*** Begin section ***

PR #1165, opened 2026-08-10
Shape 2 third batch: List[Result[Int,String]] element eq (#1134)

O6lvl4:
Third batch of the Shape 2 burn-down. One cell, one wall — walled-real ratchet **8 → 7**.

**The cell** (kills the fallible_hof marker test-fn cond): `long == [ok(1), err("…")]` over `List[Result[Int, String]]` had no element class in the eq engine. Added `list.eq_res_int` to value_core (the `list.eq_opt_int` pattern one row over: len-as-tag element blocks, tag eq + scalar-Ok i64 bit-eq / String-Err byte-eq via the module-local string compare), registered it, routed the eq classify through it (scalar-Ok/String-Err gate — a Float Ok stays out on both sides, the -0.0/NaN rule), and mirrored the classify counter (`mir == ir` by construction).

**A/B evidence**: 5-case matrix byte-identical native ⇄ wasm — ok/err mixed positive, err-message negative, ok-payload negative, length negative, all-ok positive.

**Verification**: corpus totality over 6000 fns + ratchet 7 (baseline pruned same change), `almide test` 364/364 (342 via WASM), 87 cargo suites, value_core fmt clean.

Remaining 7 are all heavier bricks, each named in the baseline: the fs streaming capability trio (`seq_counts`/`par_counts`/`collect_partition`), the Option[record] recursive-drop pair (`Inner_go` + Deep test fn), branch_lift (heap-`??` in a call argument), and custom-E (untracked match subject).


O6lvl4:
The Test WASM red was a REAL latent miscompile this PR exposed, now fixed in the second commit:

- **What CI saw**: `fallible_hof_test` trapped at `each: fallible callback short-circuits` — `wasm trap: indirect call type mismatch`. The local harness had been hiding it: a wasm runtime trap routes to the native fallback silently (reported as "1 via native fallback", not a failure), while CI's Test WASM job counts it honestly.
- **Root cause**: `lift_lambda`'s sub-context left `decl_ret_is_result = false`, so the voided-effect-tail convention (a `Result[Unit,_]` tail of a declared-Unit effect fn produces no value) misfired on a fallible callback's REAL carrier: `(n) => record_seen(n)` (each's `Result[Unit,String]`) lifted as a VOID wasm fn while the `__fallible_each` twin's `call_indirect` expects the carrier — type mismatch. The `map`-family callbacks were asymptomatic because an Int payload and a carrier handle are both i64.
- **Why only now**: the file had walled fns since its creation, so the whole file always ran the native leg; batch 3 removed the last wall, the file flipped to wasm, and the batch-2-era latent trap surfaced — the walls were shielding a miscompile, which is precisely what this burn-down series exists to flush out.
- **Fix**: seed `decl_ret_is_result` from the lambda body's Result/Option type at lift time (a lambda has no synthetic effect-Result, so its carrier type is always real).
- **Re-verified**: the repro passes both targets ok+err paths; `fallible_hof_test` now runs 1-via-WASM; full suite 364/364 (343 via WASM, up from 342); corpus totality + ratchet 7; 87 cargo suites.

*** End section ***
*** Begin section ***

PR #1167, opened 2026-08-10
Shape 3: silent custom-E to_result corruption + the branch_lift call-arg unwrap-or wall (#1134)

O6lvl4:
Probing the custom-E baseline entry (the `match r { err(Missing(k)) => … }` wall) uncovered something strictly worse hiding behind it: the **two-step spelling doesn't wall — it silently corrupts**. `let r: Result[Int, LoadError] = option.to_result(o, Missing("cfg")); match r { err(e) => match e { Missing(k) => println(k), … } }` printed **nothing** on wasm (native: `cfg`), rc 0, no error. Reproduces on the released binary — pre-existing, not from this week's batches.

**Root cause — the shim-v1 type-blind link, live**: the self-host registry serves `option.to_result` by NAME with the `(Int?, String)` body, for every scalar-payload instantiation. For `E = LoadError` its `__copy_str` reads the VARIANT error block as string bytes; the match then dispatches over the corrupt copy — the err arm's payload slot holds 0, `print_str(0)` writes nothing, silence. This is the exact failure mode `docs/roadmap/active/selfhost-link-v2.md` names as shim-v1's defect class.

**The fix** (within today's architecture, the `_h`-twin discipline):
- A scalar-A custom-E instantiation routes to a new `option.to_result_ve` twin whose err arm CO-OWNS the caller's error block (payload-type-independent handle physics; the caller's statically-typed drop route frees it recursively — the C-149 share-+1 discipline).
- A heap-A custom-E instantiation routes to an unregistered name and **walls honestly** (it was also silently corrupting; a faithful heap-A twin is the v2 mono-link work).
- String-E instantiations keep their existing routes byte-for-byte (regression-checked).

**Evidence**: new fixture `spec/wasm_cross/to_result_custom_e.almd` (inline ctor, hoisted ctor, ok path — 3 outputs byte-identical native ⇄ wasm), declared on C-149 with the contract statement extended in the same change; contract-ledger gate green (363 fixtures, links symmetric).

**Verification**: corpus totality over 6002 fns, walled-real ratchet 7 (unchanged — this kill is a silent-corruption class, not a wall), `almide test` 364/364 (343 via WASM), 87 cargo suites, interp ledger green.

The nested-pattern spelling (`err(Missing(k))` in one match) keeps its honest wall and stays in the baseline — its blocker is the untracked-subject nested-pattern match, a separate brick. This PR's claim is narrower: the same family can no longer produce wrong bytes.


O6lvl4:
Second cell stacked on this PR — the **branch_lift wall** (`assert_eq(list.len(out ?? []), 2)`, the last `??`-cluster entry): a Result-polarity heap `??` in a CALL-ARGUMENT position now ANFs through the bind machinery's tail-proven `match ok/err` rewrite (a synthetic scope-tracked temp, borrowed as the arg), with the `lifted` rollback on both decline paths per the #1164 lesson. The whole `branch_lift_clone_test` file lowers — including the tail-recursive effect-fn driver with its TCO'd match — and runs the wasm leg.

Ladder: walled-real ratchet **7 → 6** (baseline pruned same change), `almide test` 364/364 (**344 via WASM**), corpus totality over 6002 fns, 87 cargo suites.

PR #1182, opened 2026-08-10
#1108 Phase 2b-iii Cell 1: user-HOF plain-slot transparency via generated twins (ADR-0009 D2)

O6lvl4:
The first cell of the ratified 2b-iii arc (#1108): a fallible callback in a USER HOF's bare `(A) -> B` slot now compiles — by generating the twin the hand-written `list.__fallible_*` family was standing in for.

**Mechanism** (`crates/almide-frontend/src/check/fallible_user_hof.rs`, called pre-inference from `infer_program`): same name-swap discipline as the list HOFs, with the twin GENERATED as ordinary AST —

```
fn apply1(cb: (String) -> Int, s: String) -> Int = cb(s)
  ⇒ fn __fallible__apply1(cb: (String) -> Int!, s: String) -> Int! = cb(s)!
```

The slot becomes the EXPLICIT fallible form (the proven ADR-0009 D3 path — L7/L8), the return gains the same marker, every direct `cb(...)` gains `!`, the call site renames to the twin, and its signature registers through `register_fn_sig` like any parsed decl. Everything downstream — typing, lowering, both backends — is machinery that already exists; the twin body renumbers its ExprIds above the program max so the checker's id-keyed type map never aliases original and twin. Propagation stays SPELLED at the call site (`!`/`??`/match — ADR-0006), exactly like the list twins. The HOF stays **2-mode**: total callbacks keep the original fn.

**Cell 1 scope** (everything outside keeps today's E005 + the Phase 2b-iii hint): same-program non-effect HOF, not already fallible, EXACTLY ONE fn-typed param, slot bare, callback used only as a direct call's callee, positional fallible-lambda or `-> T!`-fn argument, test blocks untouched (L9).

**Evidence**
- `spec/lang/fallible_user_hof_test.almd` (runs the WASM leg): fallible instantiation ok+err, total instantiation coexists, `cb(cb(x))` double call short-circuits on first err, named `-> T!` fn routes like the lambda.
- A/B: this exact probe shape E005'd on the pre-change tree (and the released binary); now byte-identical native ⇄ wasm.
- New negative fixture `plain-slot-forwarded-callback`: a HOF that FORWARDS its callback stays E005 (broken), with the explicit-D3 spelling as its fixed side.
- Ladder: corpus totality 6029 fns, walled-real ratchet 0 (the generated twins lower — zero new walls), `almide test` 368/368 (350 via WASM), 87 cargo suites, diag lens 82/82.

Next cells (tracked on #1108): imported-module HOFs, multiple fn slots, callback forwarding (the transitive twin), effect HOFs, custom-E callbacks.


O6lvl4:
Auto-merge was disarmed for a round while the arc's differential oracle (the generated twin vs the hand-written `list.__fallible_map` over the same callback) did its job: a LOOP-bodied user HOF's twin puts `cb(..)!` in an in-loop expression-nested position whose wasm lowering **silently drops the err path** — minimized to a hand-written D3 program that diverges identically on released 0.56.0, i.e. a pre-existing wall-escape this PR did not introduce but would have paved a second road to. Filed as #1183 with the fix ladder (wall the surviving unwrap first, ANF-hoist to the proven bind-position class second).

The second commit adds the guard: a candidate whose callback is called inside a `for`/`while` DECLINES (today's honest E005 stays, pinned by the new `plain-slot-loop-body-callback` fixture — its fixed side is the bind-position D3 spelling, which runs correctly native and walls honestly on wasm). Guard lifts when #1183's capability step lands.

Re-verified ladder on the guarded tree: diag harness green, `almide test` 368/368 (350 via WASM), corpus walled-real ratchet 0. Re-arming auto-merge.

*** End section ***

▸ WHAT NEEDS TO BE DONE: Within the material above, output exactly the lines from the one with "negative, all-ok positive." through the one with "value_core fmt clean.", end lines included, and nothing besides.

▸ RESULT FOR THIS TASK:
**A/B evidence**: 5-case matrix byte-identical native ⇄ wasm — ok/err mixed positive, err-message negative, ok-payload negative, length negative, all-ok positive.

**Verification**: corpus totality over 6000 fns + ratchet 7 (baseline pruned same change), `almide test` 364/364 (342 via WASM), 87 cargo suites, value_core fmt clean.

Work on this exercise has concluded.